**EXERCISE BRIEF:** From the data below, please reproduce exactly everything from the line that contains "Following Mozilla's Dockerflow, we" down to the line that contains "- [x] Configure raven", with both ends included.

----- MATERIALS PROVIDED -----

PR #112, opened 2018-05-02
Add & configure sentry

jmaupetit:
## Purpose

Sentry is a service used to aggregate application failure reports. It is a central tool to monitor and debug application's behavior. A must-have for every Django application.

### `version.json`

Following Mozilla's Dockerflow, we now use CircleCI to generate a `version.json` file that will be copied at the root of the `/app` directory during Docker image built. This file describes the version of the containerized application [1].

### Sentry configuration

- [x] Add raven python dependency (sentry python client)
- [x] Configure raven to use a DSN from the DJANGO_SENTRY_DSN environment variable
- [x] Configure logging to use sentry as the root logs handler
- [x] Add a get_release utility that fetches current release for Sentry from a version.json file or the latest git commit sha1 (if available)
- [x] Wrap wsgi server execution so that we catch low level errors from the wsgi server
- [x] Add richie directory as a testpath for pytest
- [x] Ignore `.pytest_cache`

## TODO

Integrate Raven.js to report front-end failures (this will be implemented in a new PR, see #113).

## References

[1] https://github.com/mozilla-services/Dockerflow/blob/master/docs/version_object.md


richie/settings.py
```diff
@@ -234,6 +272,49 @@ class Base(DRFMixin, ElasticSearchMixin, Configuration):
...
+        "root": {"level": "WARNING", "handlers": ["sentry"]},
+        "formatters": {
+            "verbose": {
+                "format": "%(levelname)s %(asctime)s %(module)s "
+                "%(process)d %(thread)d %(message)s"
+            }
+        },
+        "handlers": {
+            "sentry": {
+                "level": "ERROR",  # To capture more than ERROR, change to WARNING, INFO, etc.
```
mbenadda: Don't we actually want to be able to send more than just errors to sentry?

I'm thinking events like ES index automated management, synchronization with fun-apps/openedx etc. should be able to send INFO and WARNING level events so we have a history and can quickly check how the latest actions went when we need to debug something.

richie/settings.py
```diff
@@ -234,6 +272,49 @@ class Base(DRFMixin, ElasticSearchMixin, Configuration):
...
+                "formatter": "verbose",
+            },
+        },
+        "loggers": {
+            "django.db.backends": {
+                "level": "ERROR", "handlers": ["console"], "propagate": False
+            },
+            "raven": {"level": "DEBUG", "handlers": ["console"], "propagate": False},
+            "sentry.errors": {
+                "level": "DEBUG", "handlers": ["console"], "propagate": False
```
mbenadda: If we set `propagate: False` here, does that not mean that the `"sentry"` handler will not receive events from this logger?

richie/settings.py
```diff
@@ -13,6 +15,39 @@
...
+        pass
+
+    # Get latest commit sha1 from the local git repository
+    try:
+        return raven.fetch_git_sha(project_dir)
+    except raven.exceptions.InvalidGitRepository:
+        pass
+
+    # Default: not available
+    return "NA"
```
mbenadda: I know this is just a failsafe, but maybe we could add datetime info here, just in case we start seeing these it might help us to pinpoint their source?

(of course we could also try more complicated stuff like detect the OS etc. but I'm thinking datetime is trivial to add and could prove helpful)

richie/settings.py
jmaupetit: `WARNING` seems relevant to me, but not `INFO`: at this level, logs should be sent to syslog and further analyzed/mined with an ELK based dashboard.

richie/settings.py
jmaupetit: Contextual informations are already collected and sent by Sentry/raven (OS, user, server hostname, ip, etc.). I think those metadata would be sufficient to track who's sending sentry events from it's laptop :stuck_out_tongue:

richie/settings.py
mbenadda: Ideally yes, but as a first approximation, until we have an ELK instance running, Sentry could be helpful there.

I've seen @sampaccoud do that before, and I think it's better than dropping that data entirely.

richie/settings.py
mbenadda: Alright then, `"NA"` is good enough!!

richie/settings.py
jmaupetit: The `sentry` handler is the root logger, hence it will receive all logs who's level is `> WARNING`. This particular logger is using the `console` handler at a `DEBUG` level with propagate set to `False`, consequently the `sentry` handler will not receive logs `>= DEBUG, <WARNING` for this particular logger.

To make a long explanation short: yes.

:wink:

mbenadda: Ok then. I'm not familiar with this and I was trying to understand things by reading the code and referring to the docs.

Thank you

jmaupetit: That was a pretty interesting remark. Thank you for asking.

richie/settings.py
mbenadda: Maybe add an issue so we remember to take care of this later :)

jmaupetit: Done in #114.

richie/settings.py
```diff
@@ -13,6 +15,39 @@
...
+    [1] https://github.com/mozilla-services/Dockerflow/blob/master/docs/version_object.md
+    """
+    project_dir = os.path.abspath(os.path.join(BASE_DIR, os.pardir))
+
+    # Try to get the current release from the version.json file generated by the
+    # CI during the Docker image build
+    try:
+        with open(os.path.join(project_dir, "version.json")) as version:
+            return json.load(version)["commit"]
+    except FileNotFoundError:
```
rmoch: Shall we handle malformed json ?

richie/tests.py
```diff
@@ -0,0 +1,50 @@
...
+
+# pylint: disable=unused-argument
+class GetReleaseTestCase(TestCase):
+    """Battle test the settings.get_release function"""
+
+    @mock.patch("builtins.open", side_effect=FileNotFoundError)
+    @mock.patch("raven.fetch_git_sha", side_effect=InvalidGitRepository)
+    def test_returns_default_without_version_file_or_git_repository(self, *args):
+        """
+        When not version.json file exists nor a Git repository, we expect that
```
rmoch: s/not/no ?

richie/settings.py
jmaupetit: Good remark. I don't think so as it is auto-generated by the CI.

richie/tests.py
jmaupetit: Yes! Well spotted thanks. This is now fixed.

-----
----- MATERIALS PROVIDED -----

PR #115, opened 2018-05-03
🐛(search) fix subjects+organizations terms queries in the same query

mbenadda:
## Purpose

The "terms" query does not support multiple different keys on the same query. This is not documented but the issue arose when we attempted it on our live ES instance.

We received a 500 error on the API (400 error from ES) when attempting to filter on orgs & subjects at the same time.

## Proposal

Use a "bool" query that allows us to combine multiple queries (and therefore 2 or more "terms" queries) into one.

-----

**ANSWER FOR THE TASK:**
Following Mozilla's Dockerflow, we now use CircleCI to generate a `version.json` file that will be copied at the root of the `/app` directory during Docker image built. This file describes the version of the containerized application [1].

### Sentry configuration

- [x] Add raven python dependency (sentry python client)
- [x] Configure raven to use a DSN from the DJANGO_SENTRY_DSN environment variable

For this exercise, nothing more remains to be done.